I fixed the problem by running portdowngrade.
/usr/ports/ports-mgmt/portdowngrade

I went back to libxml2-2.7.7.  Apache and Gnome are now back to normal.


----------



## wblock@ (Nov 27, 2010)

Discussed on the ports mailing list: problem, cause, solution.

The port will probably be updated soon.


----------



## wblock@ (Nov 27, 2010)

mfaridi said:
			
		

> I have this problem too and report at this post
> 
> http://forums.freebsd.org/showthread.php?t=19725



A patch is linked in my response to that thread.  The longer-term solution is to wait for an update to the port, which will probably happen soon.


----------



## vand777 (Nov 27, 2010)

The libxml2 port has been updated to 2.7.8_1. I hope that the issue has been fixed in this version.


----------



## DutchDaemon (Nov 28, 2010)

None of those links work, but the portupdates I did in the last twelve hours caused no problems, whereas one I did about fifteen hours ago caused a lib error. So the port should be safe to upgrade now (libxml2-2.7.8_1).


----------



## mfaridi (Nov 28, 2010)

DutchDaemon said:
			
		

> None of those links work, but the portupdates I did in the last twelve hours caused no problems, whereas one I did about fifteen hours ago caused a lib error. So the port should be safe to upgrade now (libxml2-2.7.8_1).

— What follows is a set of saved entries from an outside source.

PR #1536, opened 2022-01-19
Feature: move spending breakdown into async job

edavey:
### Background

The "BEIS" (admin) version of the "spending breakdown" export is a comprehensive output of all spending for all time periods for all organisations -- for a given fund. In recent history this export was considered "broken" because it timed out due to the volume of queries. By contrast, the "Delivery partner" version of the export (which only outputs details for the delivery partner's organisation) has been functional.

From Oct to Nov 2021 we undertook a major refactoring of "exports" (See https://trello.com/c/hbeQLje4/2255-export-improvements). At the end of this process we noted that the spending breakdown export was approx 35% faster. 

However, when the BEIS assurers attempted to run the export in December they experienced 504 (timeout) errors on production. On my (admittedly puny) development machine the exports take more than 10 mins to run so this is not surprising. See:

Zendesk: https://dxw.zendesk.com/agent/tickets/15546

As a first step in improving this area we've decided to hand off the export creation to a background job which is charged with running the report, writing to a CSV, putting the CSV in an S3 bucket and emailing the requester with a download link.

### AWS S3

Some info on using S3 with GPaaS:
 
-  S3 with GPaaS: https://docs.cloud.service.gov.uk/deploying_services/s3/#amazon-s3

- Connecting to a bucket: https://docs.cloud.service.gov.uk/deploying_services/s3/#connect-to-an-s3-bucket-from-your-app

We've initially implemented an `S3UploaderConfig` class to extract the necessary AWS config from Cloudfoundry's rather complex JSON formatted `VCAP_SERVICES` env var. However, we've since become aware of a `VcapParser` class which aleady exists in BEIS, but without S3 config/creds. And of a [RMI version](https://github.com/Crown-Commercial-Service/DataSubmissionServiceAPI/blob/352b545144653311c9b6a697b985ecbfccc3aa75/lib/vcap_parser.rb) which does include S3. 

### To do

A few things still to do:

- [x] create Terraform for S3 config as at present we only have a manually created test bucket in our staging environment. See [RMI for S3 on GPASS](https://github.com/Crown-Commercial-Service/DataSubmissionServiceAPI/blob/352b545144653311c9b6a697b985ecbfccc3aa75/terraform/terraform.tf) example. Credentials for the temp experimental bucket are in the RODA vault in 1Password in the "S3 for uploading exports (staging experiments)" secret.

#### To do later
- [ ] reconcile our `S3UploaderConfig` with the `VcapParser` pattern already in play on RODA and RMI. Consider whether there's code which ought be extracted out to a `gem`. We're going to this later as a learning exercise with a more junior team member.
- [ ] make sure temporary CSV file is always removed
- [ ] delete download from S3 -- e.g. after 7 days
- [ ] extract some copy from views and controllers to translation files.

### Exports page now reflects change in action offered

request_export_cta

### Download email sent to requester on success

Success

### Failure message sent to requester if there's a problem

failure_email

## Next steps

- [ ] complete "To do" list above

### DIFF
--- a/terraform/s3-export-download-bucket.tf
+++ b/terraform/s3-export-download-bucket.tf
@@ -1,0 +1,13 @@
+data "cloudfoundry_service" "aws-s3-bucket" {
+  name = "aws-s3-bucket"
+}
+
+resource "cloudfoundry_service_instance" "beis-roda-s3-export-download-bucket" {
+  name         = "beis-roda-${var.environment}-s3-export-download-bucket"
+  space        = cloudfoundry_space.space.id
+  service_plan = data.cloudfoundry_service.aws-s3-bucket.service_plans["default"]
+  json_params  = <<EOF
+  {"public_bucket":true}
+EOF
+}
+
--- a/terraform/worker.tf
+++ b/terraform/worker.tf
@@ -15,6 +15,12 @@ resource "cloudfoundry_app" "beis-roda-worker" {
   }
   service_binding { service_instance = cloudfoundry_service_instance.beis-roda-redis.id }
   service_binding { service_instance = cloudfoundry_service_instance.beis-roda-postgres.id }
+  service_binding {
+    service_instance = cloudfoundry_service_instance.beis-roda-s3-export-download-bucket.id
+    params = {
+      "permissions" = "read-write"
+    }
+  }
   service_binding { service_instance = cloudfoundry_user_provided_service.papertrail.id }
   environment = {
     "RAILS_LOG_TO_STDOUT"              = "true"
--- a/.env.example
+++ b/.env.example
@@ -21,3 +21,18 @@ NOTIFY_KEY=
 NOTIFY_WELCOME_EMAIL_TEMPLATE=b1282182-887e-4c8a-8a39-649c9215cd41
 NOTIFY_VIEW_TEMPLATE=b541df04-add8-458e-a7d3-2e156386e150
 NOTIFY_OTP_VERIFICATION_TEMPLATE=1a832f2e-b13b-47f0-b32a-9cd6672364d2
+
+VCAP_SERVICES='{
+   "aws-s3-bucket":[
+      {
+         "name":"s3-export-download-bucket",
+         "credentials":{
+            "bucket_name":"paas-s3-broker-prod-lon-id",
+            "aws_access_key_id":"KEY_ID",
+            "aws_secret_access_key":"SECRET",
+            "aws_region":"eu-west-2",
+            "deploy_env":""
+         }
+      }
+   ]
+}'
--- a/.env.test
+++ b/.env.test
@@ -13,3 +13,18 @@ REDIS_URL=redis://localhost:6379
 SECRET_KEY_BASE=abcdefghijklmnopqrstuvwxyz12345678
 NOTIFY_VIEW_TEMPLATE=b541df04-add8-458e-a7d3-2e156386e150
 NOTIFY_OTP_VERIFICATION_TEMPLATE=1a832f2e-b13b-47f0-b32a-9cd6672364d2
+
+VCAP_SERVICES='{
+   "aws-s3-bucket":[
+      {
+         "name":"s3-export-download-bucket",
+         "credentials":{
+            "bucket_name":"paas-s3-broker-prod-lon-id",
+            "aws_access_key_id":"KEY_ID",
+            "aws_secret_access_key":"SECRET",
+            "aws_region":"eu-west-2",
+            "deploy_env":""
+         }
+      }
+   ]
+}'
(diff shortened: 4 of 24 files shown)


terraform/s3-export-download-bucket.tf
```diff
@@ -0,0 +1,13 @@
+data "cloudfoundry_service" "s3_export_download_bucket" {
+  name = "s3-export-download-bucket"
+}
+
+resource "cloudfoundry_service_instance" "s3_export_download_bucket" {
+  name         = "beis-roda-${var.environment}-s3-export-download-bucket"
+  space        = cloudfoundry_space.space.id
+  service_plan = data.cloudfoundry_service.aws_s3_bucket.service_plans["default"]
```
rjw1, line 8: this needs to match what you called the data above.

terraform/s3-export-download-bucket.tf
```diff
@@ -0,0 +1,13 @@
+data "cloudfoundry_service" "s3_export_download_bucket" {
+  name = "s3-export-download-bucket"
```
rjw1, line 2: this proably needs to be the name of the service in the market place.

terraform/worker.tf
```diff
@@ -15,6 +15,12 @@ resource "cloudfoundry_app" "beis-roda-worker" {
   }
   service_binding { service_instance = cloudfoundry_service_instance.beis-roda-redis.id }
   service_binding { service_instance = cloudfoundry_service_instance.beis-roda-postgres.id }
+  service_binding {
+    service_instance = cloudfoundry_service_instance.beis-roda-s3-export-download-bucket.id
```
rjw1, line 19: this needs to match what you called  the service instance.

rjw1: if anthign thing the service instance needs to change name to match this.

terraform/s3-export-download-bucket.tf
rjw1: this is `aws-s3-bucket` for probably both name and the name of the resource

rjw1, line 2:
```suggestion
data "cloudfoundry_service" "aws-s3-bucket" {
  name = "aws-s3-bucket"
```

terraform/s3-export-download-bucket.tf
rjw1: this matches with the suggestion above.

terraform/s3-export-download-bucket.tf
```diff
@@ -0,0 +1,13 @@
...
+}
+
+resource "cloudfoundry_service_instance" "s3_export_download_bucket" {
```
rjw1, line 5:
```suggestion
resource "cloudfoundry_service_instance" "beis-roda-s3_export_download_bucket" {
```

terraform/worker.tf
rjw1: see suggestion above

terraform/worker.tf
```diff
@@ -15,6 +15,12 @@ resource "cloudfoundry_app" "beis-roda-worker" {
...
+    json_params      = <<EOF
+      {"permissions":"read-write"}
+    EOF
+  }
```
edavey, line 23: @rjw1 Thanks bob, I'm now past those naming issues.

I'm getting an error now trying to set permissions on this `service_binding`:

```
Error: Unsupported argument

  on worker.tf line 20, in resource "cloudfoundry_app" "beis-roda-worker":
  20:     json_params      = <<EOF

An argument named "json_params" is not expected here.
```
Do you have any ideas how I can include an instruction here equivalent to the `-c '{"permissions":"read-write"}'` in:

```
cf bind-service beis-roda-staging-worker \
  s3-export-download-bucket-staging \
  -c '{"permissions":"read-write"}'
```

rjw1: https://registry.terraform.io/providers/cloudfoundry-community/cloudfoundry/latest/docs/resources/app#params

shuldt (approved):
I'm satisfied that the structure of this does what we discussed, but I might not be the best person to give a detailed ruby code review here. Do let me know if you want to talk about how best to capture/scope the follow-ups here also

edavey:
> I'm satisfied that the structure of this does what we discussed, but I might not be the best person to give a detailed ruby code review here. Do let me know if you want to talk about how best to capture/scope the follow-ups here also

Thanks @shuldt If you can direct me to your Trello board for support tasks I could add these in?

The 4 "to do later" tasks break down into 1 (large) and 2-4 (minor):

1. reconcile our `S3UploaderConfig` with the `VcapParser` pattern already in play on RODA and RMI. Consider whether there's code which ought be extracted out to a gem. ➡️  We're going to this later as a learning exercise with a more junior team member.
2.  make sure temporary CSV file is always removed
3. delete download from S3 -- e.g. after 7 days
4. extract some copy from views and controllers to translation files.

- (1) is a mini-project for me to do over a period of time as a coaching project.
- (2-4) there may well be time to do these this week whilst we test/tweak the S3 Terraform config, assuming it doesn't work first time, that is!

So , Do I have to reinstall all packages ?


----------



## wblock@ (Nov 28, 2010)

No, just deinstall/install libxml2.


----------



## mfaridi (Nov 28, 2010)

Ok , I wish this method solve my problem and I do not have to reinstall all packages , I use portmaster to upgrade libxml2


----------



## manyblue (Nov 28, 2010)

mfaridi said:
			
		

> Ok , I wish this method solve my problem and I do not have to reinstall all packages , I use portmaster to upgrade libxml2



I understand what is happening, a library is not updated.
The truth is mid-roll I see what I say and a bit complicated for me.
I say if I install FreeBSD first and then upgrade the ports tree before installing anything ????? for me it's easier that way.
I do not mind reinstalling I have nothing on the server and also the installation would practice again.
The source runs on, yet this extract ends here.